So, whether you believe my numbers or not doesn't really matter. They are what they are. However, as I said, my testing is done a bit differently. Equal hardware. No parallel search (from significant testing, crafty will pick up 20+ elo over stockfish on an 8 core platform). No opening book (probably significant, as we have never released a customized book at all, and simply play from 3000 equal starting positions, spread across _all_ popular openings being played by IM/GM players.
Crafty results are exaggerated. In reality you only test against 2 families of engines (Glaurung and Fruit) and Crafty is during years in fact tuned against them. You can see that if you run it against Rybka. Suddenly the things change and Crafty becomes really weak.
But then you cannot run it on your cluster against closed source programs. Try running it than against Ivanhoe and you'd be surprised with the result. I did this, not buy running 30k games, even 1000 was sufficient.
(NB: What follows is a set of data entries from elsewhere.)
Issue #587, opened 2020-12-08
Create a precision node


EmilyBourne:
**Describe the bug**
In fortran the precision needs to be specified in lots of different places. It is always printed using ISO_C_BINDING. It is easy to forget this when coding in `FCodePrinter`. As a DEVELOPER I would like to be able to print the precision in the same way as I print everything else, with a call to `fprint`

**Acceptance Criteria**
- [x] Create a Precision class
- [ ] Ensure that the `precision` of a `PyccelAstNode` is of type `Precision`. This can be done by converting precision to the expected type in `PyccelAstNode.__init__`
- [ ] Implement the necessary `_print_Precision` functions
- [ ] Replace the current implementation of precision printing with a call to `self._print`

cc: @mostafaMamoni

EmilyBourne:
The dtype may also be needed in this object

PR #625, opened 2020-12-22
Make Fortran printer handle numpy.array when rank > 2

saidctb:
* Update `PythonTuple` and `PythonList`;
* Correctly print `numpy.array(expr)` to Fortran when `expr.rank > 2`;
* When necessary, use `transpose` for `rank = 2` and `reshape` for `rank > 2`;
* Use precision from `iso_c_bindings` dictionary;
* Fix bug in line splitting when len(line)>71;
* Don't split a comment line;
* Add unit tests.

### DIFF
--- a/pyccel/ast/builtins.py
+++ b/pyccel/ast/builtins.py
@@ -316,7 +316,8 @@ class PythonTuple(Expr, PyccelAstNode):
             return
         is_homogeneous = all(a.dtype is not NativeGeneric() and \
                              args[0].dtype == a.dtype and \
-                             args[0].rank  == a.rank  for a in args[1:])
+                             args[0].rank  == a.rank  and \
+                             args[0].order == a.order for a in args[1:])
         self._inconsistent_shape = not all(args[0].shape==a.shape   for a in args[1:])
         self._is_homogeneous = is_homogeneous
         if is_homogeneous:
@@ -402,10 +403,16 @@ class PythonLen(Function, PyccelAstNode):
 #==============================================================================
 class PythonList(Tuple, PyccelAstNode):
     _order = 'C'
+    _is_homogeneous = True
     """ Represent lists in the code with dynamic memory management."""
     def __init__(self, *args, **kwargs):
         if self.stage == 'syntactic':
             return
+        self._is_homogeneous = all(a.dtype is not NativeGeneric() and \
+                             args[0].dtype == a.dtype and \
+                             args[0].rank  == a.rank  and \
+                             args[0].order == a.order for a in args[1:])
+
         bools     = [a for a in args if a.dtype is NativeBool()]
         integers  = [a for a in args if a.dtype is NativeInteger()]
         reals     = [a for a in args if a.dtype is NativeReal()]
@@ -429,14 +436,16 @@ class PythonList(Tuple, PyccelAstNode):
             elif bools:
                 self._dtype     = NativeBool()
                 self._precision  = max(a.precision for a in bools)
-            else:
-                raise TypeError('cannot determine the type of {}'.format(self))
 
             shapes = [a.shape for a in args]
             self._rank = max(a.rank for a in args) + 1
             if all(sh is not None for sh in shapes):
                 self._shape = (LiteralInteger(len(args)), ) + shapes[0]
                 self._rank  = len(self._shape)
+
+    @property
+    def is_homogeneous(self):
+        return self._is_homogeneous
 
 #==============================================================================
 class PythonMap(Basic):
--- a/pyccel/ast/builtins.py
+++ b/pyccel/ast/builtins.py
@@ -422,7 +422,7 @@ class PythonList(Tuple, PyccelAstNode):
             self._dtype = NativeString()
             self._rank  = 0
             self._shape = ()
-            assert len(integers + reals + complexes) == 0
+
         else:
             if complexes:
                 self._dtype     = NativeComplex()
--- a/pyccel/ast/builtins.py
+++ b/pyccel/ast/builtins.py
@@ -344,13 +344,12 @@ class PythonTuple(Expr, PyccelAstNode):
                     raise TypeError('cannot determine the type of {}'.format(self))
 
 
-                shapes = [a.shape for a in args]
-
+                shapes     = [a.shape for a in args]
+                self._rank = max(a.rank for a in args) + 1
                 if all(sh is not None for sh in shapes):
                     self._shape = (LiteralInteger(len(args)), ) + shapes[0]
                     self._rank  = len(self._shape)
-                else:
-                    self._rank = max(a.rank for a in args) + 1
+
         else:
             self._rank      = max(a.rank for a in args) + 1
             self._dtype     = NativeGeneric()
@@ -431,13 +430,11 @@ class PythonList(Tuple, PyccelAstNode):
                 raise TypeError('cannot determine the type of {}'.format(self))
 
             shapes = [a.shape for a in args]
-
+            self._rank = max(a.rank for a in args) + 1
             if all(sh is not None for sh in shapes):
-                assert all(sh==shapes[0] for sh in shapes)
                 self._shape = (LiteralInteger(len(args)), ) + shapes[0]
                 self._rank  = len(self._shape)
-            else:
-                self._rank = max(a.rank for a in args) + 1
+
 #==============================================================================
 class PythonMap(Basic):
     """ Represents the map stmt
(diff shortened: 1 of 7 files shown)


pyccel/ast/builtins.py
```diff
@@ -431,13 +430,11 @@ def __init__(self, *args, **kwargs):
                 raise TypeError('cannot determine the type of {}'.format(self))
 
             shapes = [a.shape for a in args]
-
+            self._rank = max(a.rank for a in args) + 1
             if all(sh is not None for sh in shapes):
-                assert all(sh==shapes[0] for sh in shapes)
                 self._shape = (LiteralInteger(len(args)), ) + shapes[0]
```
EmilyBourne, line 435: Does it still make sense to save the shape in the other dimensions if it is not the same everywhere? (I am assuming that is why the assertion was removed)

pyccel/codegen/printing/fcode.py
```diff
@@ -603,13 +602,15 @@ def _print_SumFunction(self, expr):
     def _print_PythonLen(self, expr):
         var = expr.arg
         idx = 1 if var.order == 'F' else var.rank
+        prec = self._print(expr.precision)
```
EmilyBourne, line 605: This improvement is not implemented yet, you still need to use the `iso_c_binding` dictionary

pyccel/codegen/printing/fcode.py
```diff
@@ -694,21 +695,16 @@ def _print_NumpyWhere(self, expr):
...
-            arg = functools.reduce(operator.concat, expr.arg)
-            rhs_code = 'reshape({array}, {shape})'.format(
-                    array=self._print(arg), shape=self._print(Tuple(*shape)))
-        else:
-            rhs_code = self._print(expr.arg)
-
+        rhs_code = self._print(expr.arg)
         # If Numpy array is stored with column-major ordering, transpose values
+        # use reshape with order for rank > 2
         if expr.order == 'F' and expr.rank > 1:
```
EmilyBourne, line 702: I don't see the `else`. Is C ordering handled?

pyccel/codegen/printing/fcode.py
```diff
@@ -719,15 +715,16 @@ def _print_NumpyFloor(self, expr):
     # ======================================================================= #
     def _print_PyccelArraySize(self, expr):
         init_value = self._print(expr.arg)
-
+        prec       = self._print(expr.precision)
```
EmilyBourne, line 718: See above precision needs `iso_c_binding` dictionary see #587

EmilyBourne (changes requested):

pyccel/ast/builtins.py
saidctb: we can not verify if they are the same, we just assume that they are equal for the moment, and if there is a problem it will be a run time error

pyccel/codegen/printing/fcode.py
saidctb: yes it's you don't need the else

pyccel/codegen/printing/fcode.py
saidctb: done

pyccel/codegen/printing/fcode.py
saidctb: done

EmilyBourne (approved):

pyccel/codegen/printing/fcode.py
```diff
@@ -603,13 +602,15 @@ def _print_SumFunction(self, expr):
...
+
         dtype = var.dtype
         if dtype is NativeString():
             return 'len({})'.format(self._print(var))
         elif var.rank == 1:
-            return 'size({})'.format(self._print(var))
+            return 'size({}, kind={})'.format(self._print(var), prec)
         else:
-            return 'size({},{})'.format(self._print(var), self._print(idx))
+            return 'size({},{},{})'.format(self._print(var), self._print(idx), prec)
```
yguclu, line 613: In order to be consistent with line 611, shouldn't we pass `prec` through the `kind` keyword argument?

pyccel/codegen/printing/fcode.py
```diff
@@ -694,21 +695,16 @@ def _print_NumpyWhere(self, expr):
...
+        # use reshape with order for rank > 2
         if expr.order == 'F' and expr.rank > 1:
-            rhs_code = 'transpose({})'.format(rhs_code)
+            shape    = ', '.join(self._print(i) for i in expr.shape)
+            order    = [LiteralInteger(i) for i in range(1, expr.rank+1)]
+            order    = order[1:]+ order[:1]
+            order    = ', '.join(self._print(i) for i in order)
+            rhs_code = 'reshape({},[{}], order=[{}])'.format(rhs_code, shape, order)
 
         return rhs_code
```
yguclu, line 709: According to the comment `reshape` should be used for `rank > 2`, so I would expect `transpose` to be used when `rank == 2` instead.

pyccel/codegen/printing/fcode.py
```diff
@@ -719,15 +715,16 @@ def _print_NumpyFloor(self, expr):
...
             index = self._print(expr.arg.rank - expr.index)
         else:
             index = self._print(expr.index + 1)
 
-        code_init = 'size({0}, {1})'.format(init_value, index)
+        if expr.arg.rank == 1:
+            return 'size({0}, kind={1})'.format(init_value, prec)
 
-        return code_init
+        return 'size({0}, {1}, {2})'.format(init_value, index, prec)
```
yguclu, line 727: Same comment as above: in order to have line 727 consistent with line 725, shouldn't we pass `prec` through the `kind` keyword argument?

pyccel/codegen/printing/fcode.py
```diff
@@ -2820,7 +2817,7 @@ def split_pos_code(line, endpos):
         result = []
         trailing = ' &'
         for line in lines:
-            if len(line)>72 and('"' in line or "'" in line or '!' in line):
+            if len(line)>72 and ('"' in line[72:] or "'" in line[72:] or '!' in line[:72]):
                 result.append(line)
```
yguclu, line 2821: Can you explain what you are doing here?

pyccel/codegen/printing/fcode.py
saidctb: the keyword needs to be specified in line 611 otherwise it's not gonna work, the other line I prefere not because we use it alot and it will make the code less readable.

pyccel/codegen/printing/fcode.py
saidctb: we don't split a line that contains a string or a comment , where we want to split it

pyccel/codegen/printing/fcode.py
saidctb: done

pyccel/codegen/printing/fcode.py
saidctb: same as above

pyccel/codegen/printing/fcode.py
```diff
@@ -699,12 +699,15 @@ def _print_NumpyArray(self, expr):
...
-            order    = order[1:]+ order[:1]
-            order    = ', '.join(self._print(i) for i in order)
-            rhs_code = 'reshape({},[{}], order=[{}])'.format(rhs_code, shape, order)
+        if expr.order == 'F':
+            if expr.rank == 2:
+                rhs_code = 'transpose({})'.format(rhs_code)
+            elif expr.rank > 2:
+                shape    = ', '.join(self._print(i) for i in expr.shape)
+                order    = [LiteralInteger(i) for i in range(1, expr.rank+1)]
+                order    = order[1:]+ order[:1]
```
yguclu, line 708: I would have expected this line to read
```python
order = order[::-1]
```
instead. Have you tested this for `rank > 2`?

pyccel/codegen/printing/fcode.py
yguclu: Thanks

pyccel/codegen/printing/fcode.py
yguclu: Thanks

pyccel/codegen/printing/fcode.py
saidctb: yes, it's tested for rank > 2, it will give the wrong result if you inverted the order, because the arguments are already treated

yguclu: For example, have you tried something like this?
```python
import numpy as np

x = np.array([[[0, 1, 2, 3], [4, 5, 6, 7], [8, 9, 10, 11]], [[12, 13, 14, 15], [16, 17, 18, 19], [20, 21, 22, 23]]], order='F')
```
Here `x.shape = (2, 3, 4)`.

saidctb: it was tested on something like `np.array([x,y])` where x and y are 2d or 3d arrays

saidctb: done

yguclu (approved):
Good job @saidctb!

There is no point in running 30k matches and cutting down error bars to 4 elo, when you have a systematic error of at least 20 elo by non-representative sample of opponents.
Sorry, but your testing methodology is flawed.
Maybe once you'll understand this.

I tend to not dream, and actually _measure_. I just showed results yesterday, here, that cutting the speed by 1/2 drops Elo by 70. Cutting it by 1/2 again drops it by 80. If you can't handle the math, that would appear to be _your_ problem, not mine.
Speed doubling does increase elo by 70. Cores doubling doesn't. You are aware of this but somehow you are ignoring this fact all the time.
Increasing speed 128 times improves elo for almost 500. Going from 32 to 4096 nodes doesn't give you even 200 elo. If you don't believe me, test it on your cluster and publish results, if you dare.

I have no idea what you are talking about. Even if that were true, which it probably is not, if one could gain +20 for every time the number of processors is doubled, that would produce a difficult-to-beat machine, knowing that there are 64K node machines around. That is only 16 doublings, and at "only" 20 Elo, that is +320. And for processor numbers below 64, +20 for doubling is an under-estimation.
Node doubling saturates. When going from 32678 to 65536 nodes you would not gain anything at all. In fact you would be lucky if you don't loose elo.
Show us your cluster results for example when testing 378 against 756 nodes. It will be less than 20 elo of difference. It's a simple experiment for you, I guess ;).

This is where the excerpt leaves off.